05.09.2009
Klara Honsl und Linda Schlemmer sind Vize-Studenteneuropameisterinnen
Die zehnköpfige Schweizer Delegation kehrt mit einer Silbermedaille im Frauen Zweier-ohne von den 5. Studenten-Europameisterschaften im polnischen Kruszwica heim. Die anderen vier Boote haben das A-Final verpasst, wenn auch zum Teil nur knapp: Damian Senn (SC Wädenswil, ETH Zürich) im schweren Skiff fehlten nur ein paar Zehntelsekunden fürs A-Finale, er gewann dann das B-Final klar. Pascal Zibung (SC Luzern, Uni Luzern) im Leichtgewichtsskiff erging es ähnlich: Im Hoffnungslauf lieferte er sich einen harten Kampf mit dem Holländer Erik Dietrich, den er auf den dritten Fünfhundert Metern verlor. Im B-Final kam er im Gegenwind schlechter vorwärts als seine Gegner und belegte den vierten Platz. Auch wenn die Männer noch nicht ins A-Finale fuhren, verbuchte es das Schweizer Team als Erfolg, erstmals in den Männerdisziplinen am Start gewesen zu sein.
Bei den Frauen waren drei Boote am Start: Sandra Kummer (Belvoir RC Zürich, Fachhochschule Wädenswil) im Leichtgewichtsskiff gewann an ihrer ersten Studenten-EM wertvolle Erfahrungen gegen sehr starke Konkurrenz, konnte aber noch keine Gegnerin schlagen und belegte Platz 12. Im Vierer-ohne starteten nebst der letztjährigen Siegerin im Achter, Jane Allison (Belvoir RC Zürich, ETH Zürich), auch drei neue Studentenruderinnen: Salome Handschin (Belvoir RC Zürich, ETH Zürich), Andrea Weber (RC Baden, ETH Zürich) und Rachel Mendez (RC Baden, Uni Zürich) fuhren ihre ersten gemeinsamen Rennen. Die neue Mannschaft steigerte sich von Rennen zu Rennen, verpasste das A-Finale zwar, lieferte sich im B-Final ein packendes Rennen mit der Uni Poznan, das sie im Endspurt für sich entschieden, somit belegten sie den sechsten Schlussrang.
Klara Honsl und Linda Schlemmer traten nach Silber (2007) und Gold (2008) im Achter dieses Jahr im Zweier-ohne an, in dem sie auch amtierende Schweizer Meisterinnen sind.

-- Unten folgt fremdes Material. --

Issue #80, opened 2024-10-29
`pie build` fails on FreeBSD


TimWolla:
```
php bin/pie build -vvvv asgrim/example-pie-extension
```

results in:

Sie setzten sich mit einem fulminanten Start mit Schlagzahl 46 an die Spitze und kämpften mit den schottischen Meisterinnen über 1000 Meter um die Führung. Nach Streckenhälfte mussten sie die körperlich überlegenen - oder besser: überragenden! - Studentinnen aus Edinburgh ziehen lassen, hielten die Mannschaften aus Cambridge und Durham aber immer auf Distanz.

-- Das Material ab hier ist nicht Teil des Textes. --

PR #82, opened 2024-11-07
Add extension-src directive

zeriyoshi:
Add `extension-src` directive to the `php-ext` section in `composer.json`.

Die polnischen Gastgeber haben uns eine sehr gute und sehr stark besetzte Regatta organisiert. Zudem haben die Polen selber, und vor allem die Universitäten in Bydgoszcz, die Regatta dominiert, und dies mit herausragenden Leistungen. Die Männerachter fuhren bespielsweise schon in den Vorläufen 5:39 und 5:42.